Give me time to finish the process, please!  I can't work and discuss it simultaneously!

Well, I can - but the sidebar stays there longer if I'm busy answering threads about it while working on it.


----------



## Morrus (Dec 28, 2009)

Is it gone now?

vBulletin permissions can be a major PITA sometimes.  I think I've set it up right, and then someone with a slightly different usergroup configuration sees something completely different.

If you're a subscriber, you should have no left column.


----------



## Alzrius (Dec 28, 2009)

Morrus said:


> Is it gone now?




Nope, sorry. It's still there.

It has amended itself, though. Now it just displays the total gamers now online, the breakdown of members and guests online, and when the most users were ever online.


----------



## frankthedm (Dec 28, 2009)

Alzrius said:


> Nope, sorry. It's still there.
> 
> It has amended itself, though. Now it just displays the total gamers now online, the breakdown of members and guests online, and when the most users were ever online.



Here is a pic


----------



## Nifft (Dec 28, 2009)

I came here after not finding an option to disable this exact thing.

Cheers, -- N


----------



## Mouseferatu (Dec 28, 2009)

Morrus said:


> If you're a subscriber, you should have no left column.




Sorry, but I am, and I do.


----------



## Nifft (Dec 28, 2009)

Mouseferatu said:


> Sorry, but I am, and I do.



 Me, too.


----------



## Shemeska (Dec 28, 2009)

Likewise


----------



## Mark Chance (Dec 28, 2009)

Morrus said:


> If you're a subscriber, you should have no left column.
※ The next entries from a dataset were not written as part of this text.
PR #4149, opened 2024-01-09
Revert "Bump SvelteKit v2 (#4057)"

dskloetd:
This reverts commit a1598bc03bcebdf8460fcda3ccb67d98a14fd6c9.

# Motivation

It breaks NNS dapp on iOS 15.X.

# Changes

1. Ran `git revert a1598bc03bcebdf8460fcda3ccb67d98a14fd6c9`.
2. Added an entry to the changelog.

# Tests

Installed on DevEnv and verified with an iPad running iOS 15.8 that it fixes the issue.

# Todos

- [x] Add entry to changelog (if necessary).

PR #4150, opened 2024-01-09
Fix import lint

dskloetd:
# Motivation

Somehow this is only caught after reverting SvelteKit. https://github.com/dfinity/nns-dapp/pull/4149

# Changes

Fix import lint.

# Tests

no

# Todos

no


mstrasinskis (approved):
Thanks!

PR #4157, opened 2024-01-10
test: Use the new migration test in CI

bitdivine:
# Motivation
The migration to stable memory needs a more tests than our downgrade-upgrade tests provide.  In previous PR,  a copy of the downgrade-upgrade test was made and refactored to allow it to test any migration rather than just to prod and back.  This test was used locally during stable memory development but not (yet) exercised in CI.  Let's test the simplest case first - just upgrade to self - to gain confidence that the test works as expected.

Hmm. Is the goal to make the layout so unappealing that it impels people to subscribe?


----------



## Morrus (Dec 28, 2009)

Mark Chance said:


> Hmm. Is the goal to make the layout so unappealing that it impels people to subscribe?




Yes.

Or, more seriously - an ad over there means an extra $500 per month.


----------



## Mouseferatu (Dec 28, 2009)

Hey, it seems to be gone now.


----------



## Nebten (Dec 28, 2009)

The ad is tolerable, but the wall of text from the Blogs & reviews are annoying. Anyway we can take that off? If I wanted to read those, I would go to those appropriate links.


----------



## Mark Chance (Dec 28, 2009)

Morrus said:


> Yes.
> 
> Or, more seriously - an ad over there means an extra $500 per month.




Correction: $503 a month since your evil plan worked.


----------



## jaerdaph (Dec 28, 2009)

Morrus said:


> Yes.
> 
> Or, more seriously - an ad over there means an extra $500 per month.




That reminds me Morrus - I should have that code you asked me to write that allows paid subscribers to switch posts back into a language they actually know done for you ASAP.


----------



## Nifft (Dec 28, 2009)

Mouseferatu said:


> Hey, it seems to be gone now.



 Same here.

Thanks! -- N


----------



## FireLance (Dec 28, 2009)

It's still here for me, but it's not a big issue. 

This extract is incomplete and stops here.